I'm with you on this one Nick. I think they're pretty ugly too, but I know there are CT fanatics out there,and here. I would really like to pick up an older Worksman, but I don't think I've ever seen one for sale.


----------



## Boris (Jan 16, 2013)

fordmike65 said:


> I would really like to pick up an older Worksman, but I don't think I've ever seen one for sale.




Mike-
You kind of hit on what I was getting at. For as long as they've been in production, I don't think I've ever seen an old one either.

Shawn-
What you said about them being more likely to be scrapped rather than saved, seems like the logical conclusion, since they were mostly for industrial use. I'd still like to see an old one.


----------



## how (Jan 16, 2013)

Nickinator said:


> If we are talking about cycletrucks and schwinn worksmen rim bikes I like the later 70s cantilever middleweight schwinn worksmens but
> I hate cycletrucks and IMO I think there f ugly
> 
> Nick.




if you ever run across any of those ugly cycltrucks, send them my way lol


----------



## cyclingday (Jan 16, 2013)

If I'm not mistaken, the Worksman is a trike with the cargo load between the two front wheels, and the Cycletruck is a bike, with the cargo load cantilevered over the front wheel.
 The coolest thing about a Worksman, is when it's outfitted with a dry ice box and stuffed full of Ice Cream Bars.
 The Cycletruck on the other hand is cool, because it can actually be ridden in city traffic and can carry just about anything in its cavernous front basket.
 When I was a kid, our mailman delivered the mail using a Cycletruck. I thought it was the coolest thing I had ever seen. I wanted one ever since.
 It's kind of like truck people versus car people.
Car people hate trucks and think they are a menace to the highway. I think a car is the biggest waste of road space there is. You can't do anything with a car except ferry people around. How worthless is that?
Trucks rule!
And in the cycle world, Cycletrucks rule!


----------



## Boris (Jan 16, 2013)

cyclingday said:


> If I'm not mistaken, the Worksman is a trike with the cargo load between the two front wheels.

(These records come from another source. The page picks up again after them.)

PR #1686, opened 2025-06-15
doc: Fix typos and spellings

AdrienUfferte:
Fix typos and spellings
Nothing functional has been touched

PR #1711, opened 2025-07-23
tests: update Wycheproof

fanquake:
Updates Wycheproof after https://github.com/C2SP/wycheproof/pull/150.
Cherry-picks the commit from #1686 (let me know if you want this commit message changed).

### DIFF
--- a/src/wycheproof/ecdsa_secp256k1_sha256_bitcoin_test.json
+++ b/src/wycheproof/ecdsa_secp256k1_sha256_bitcoin_test.json
@@ -5,7 +5,7 @@
   "numberOfTests" : 463,
   "header" : [
     "Test vectors of type EcdsaBitcoinVerify are meant for the verification",
-    "of a ECDSA variant used for bitcoin, that add signature non-malleability."
+    "of a ECDSA variant used for Bitcoin, that add signature non-malleability."
   ],
   "notes" : {
     "ArithmeticError" : {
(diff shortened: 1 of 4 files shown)


real-or-random:
Can you also adjust the references in https://github.com/bitcoin-core/secp256k1/blob/master/src/wycheproof/WYCHEPROOF_COPYING?

fanquake:
> Can you also adjust the references

Fixed up.

src/wycheproof/ecdsa_secp256k1_sha256_bitcoin_test.json
```diff
@@ -95,8 +95,8 @@
     },
     "SignatureMalleabilityBitcoin" : {
       "bugType" : "SIGNATURE_MALLEABILITY",
-      "description" : "\"BitCoins\"-curves are curves where signature malleability can be a serious issue. An implementation should only accept a signature s where s < n/2. If an implementation is not meant for uses cases that require signature malleability then this implementation should be tested with another set of test vectors.",
-      "effect" : "In bitcoin exchanges, it may be used to make a double deposits or double withdrawals",
+      "description" : "Signature malleability can be a serious issue in Bitcoin. An implementation should only accept a signature s where s < n/2. If an implementation is not meant for use cases that require signature malleability then this implementation should be tested with another set of test vectors.",
```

They make/made bicycles as well as trikes.
http://www.worksman.com/


----------



## kunzog (Jan 17, 2013)

Here is my Worksman. One with the original basket and the same bike with a box I built.


----------



## fatbike (Jan 17, 2013)

I believe Worksman was introduced in the 60s. Your right you don't see many around. Not very interesting or deluxe by any means. I think they are neat as a work vehicle, grocery getters.  

I know the cycle truck you are talking about around town " Pizza Schmizza". I pass one everyday in the Pearl during my work day. Love to get one. Something that is not desirable but only a workhorse.


----------



## josehuerta (Jan 17, 2013)

*Worksman*

Browse the Worksman site - been in business since 1898, classic motorbike style, literally built to last forever, American made for 100 years. They represent to me what our country once was, and the way we thought it would always be, but never will be again. They're so uncool I think they're cool. Also make a highwheeler and a Wounded Warrior edition.


Just for fun check www.sportsmanflyer.com  to see them built into great retro board trackers.


----------



## shawn57187 (Jan 17, 2013)

I grew up in northern Washington.  A family friend used to work at Boeing and he'd periodically invite my family to check out the planes being built.  As a child, I recall there being tons of Worksman bicycles around the Boeing Everett campus.  This was in the late 80s.  Boeing might be the place to start if you're looking for retired old Worksman cycles.  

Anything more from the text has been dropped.